The most interesting thing about Morph.io is that they're packaging the scrapers as a Heroku-like service. They hope to keep scrapers free for most users but you may want to reach out to them (or to the ScraperWiki folks) if you plan on using their components as part of HDX. -e

On Tue, May 6, 2014 at 3:15 PM, Javier Teran notifications@github.comwrote:

Copy/Paste Toughs from Luis Hi David,

I was thinking about that yesterday. Due to sparse documentation it took me a few hours to understand how the ScraperWiki platform works. Now that I understand it a little better, it seems to be quite a powerful platform for building scrapers because: (a) it runs an Ubuntu virtual environment for every "tool", i.e. scraper; (b) there are a few tools that work quite well already such as the export tool and the "push to a CKAN instance" tool. My impression is that you can do a lot with data there: scrape, collect, transform, store, and push somewhere.

As of (a), the advantage I see is that it allows people to write scrapers in virtually any language. There is an onus on our end to create standards for such scrapers and to debug those that are nor working, but at least in principle if we work we highly capable people like Andrew R. we could have them build scrapers there and monitor them with a friendly interface. That is, anyone from the data team, from Javier to Sam, would be able to schedule, run the scrapers and potentially push it to CKAN.

With that said, especially about point (b) above, I would like to explore ScraperWiki a little more. They do have the "push to a CKAN instance" tool in their platform, but I haven't tested it. It seems that we could edit that tool to push data to our instance. However, I have no idea how it can be adapted.

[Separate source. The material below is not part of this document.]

PR #1182, opened 2021-08-18
Fix a touchless issue in hybrid layout

2jun0:
In the previous commit, there was a touchless error on the hybrid screen.

image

If having a considerable number of scrapers is part of our strategy I would seriously consider ScraperWiki's platform. There another platform I've tested called Morph.io, but it is in its early development days -- and it seems much more limited.

In short, right now I think it isn't a bad idea to consider them for managing the collection, transformation, and pushing to CKAN of uncurated data.

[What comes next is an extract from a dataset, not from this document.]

PR #1234, opened 2021-10-04
BizHawk Integration (v2)

CasualPokePlayer:
Second round of https://github.com/Arisotura/melonDS/pull/1233, realized I don't really need to use memory buffers for everything due to bizhawk's wbx system providing a virtual file system, although I need to avoid ever savestating while a file is open so heuristics are in place to close a file right away.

I will let you know if I discover anything worth consideration about using their platform.

Best, // Luis

— Reply to this email directly or view it on GitHubhttps://github.com/OCHA-DAP/Data-Team/issues/35#issuecomment-42346073 .

luiscape commented 10 years ago

@enw Indeed. I sent a few emails to Hanare, one of the core developers of Morph.io. My conclusion is that the service is in early-development days. It is also much more limited than ScraperWiki's platform. The main difference here is that SW actually gives you access to the virtual machine via SSH. Morph only allows you to run a scraper directly from GitHub. In SW you can build a number of tools to display and export your data. On Morph you can't.

For those reasons and the fact that we are already using SW, I would think that continuing with SW is a great option. Let's see how Morph continues to be developed though.

I'll add all those comments to the 'Building a Scraper Strategy' document. Thanks for contributing!

luiscape commented 10 years ago

Closing as the scope of the task has changed.